----- Input -----
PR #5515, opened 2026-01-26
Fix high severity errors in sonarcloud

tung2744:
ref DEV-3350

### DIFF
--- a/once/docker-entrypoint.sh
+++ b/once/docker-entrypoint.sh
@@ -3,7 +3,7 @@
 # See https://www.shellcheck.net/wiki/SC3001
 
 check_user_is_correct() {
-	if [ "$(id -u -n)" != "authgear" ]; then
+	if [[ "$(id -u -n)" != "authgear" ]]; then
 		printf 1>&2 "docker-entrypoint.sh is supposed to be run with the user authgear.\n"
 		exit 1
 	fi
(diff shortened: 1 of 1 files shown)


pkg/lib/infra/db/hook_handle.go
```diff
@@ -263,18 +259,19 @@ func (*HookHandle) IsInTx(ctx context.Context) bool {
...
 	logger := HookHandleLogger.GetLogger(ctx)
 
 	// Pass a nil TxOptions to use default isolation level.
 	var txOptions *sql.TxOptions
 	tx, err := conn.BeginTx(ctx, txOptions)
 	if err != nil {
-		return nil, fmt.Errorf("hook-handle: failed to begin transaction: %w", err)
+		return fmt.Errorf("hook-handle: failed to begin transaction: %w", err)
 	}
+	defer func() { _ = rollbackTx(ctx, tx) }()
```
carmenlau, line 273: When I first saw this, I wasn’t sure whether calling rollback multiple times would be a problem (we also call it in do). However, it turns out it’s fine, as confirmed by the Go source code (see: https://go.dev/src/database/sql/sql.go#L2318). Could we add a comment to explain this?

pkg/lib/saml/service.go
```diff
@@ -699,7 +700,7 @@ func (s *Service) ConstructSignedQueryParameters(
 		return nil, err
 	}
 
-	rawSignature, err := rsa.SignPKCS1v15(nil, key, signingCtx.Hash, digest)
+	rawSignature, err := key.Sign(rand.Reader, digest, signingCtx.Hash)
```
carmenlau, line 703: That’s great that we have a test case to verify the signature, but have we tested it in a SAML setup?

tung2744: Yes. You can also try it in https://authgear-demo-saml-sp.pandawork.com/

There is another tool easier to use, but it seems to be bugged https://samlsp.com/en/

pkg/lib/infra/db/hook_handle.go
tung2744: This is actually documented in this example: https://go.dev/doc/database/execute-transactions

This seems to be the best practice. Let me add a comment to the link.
-----
### Assignment
For each line above that includes the word "Errorf", make a copy of that line.

### Answer to this task
-		return nil, fmt.Errorf("hook-handle: failed to begin transaction: %w", err)
+		return fmt.Errorf("hook-handle: failed to begin transaction: %w", err)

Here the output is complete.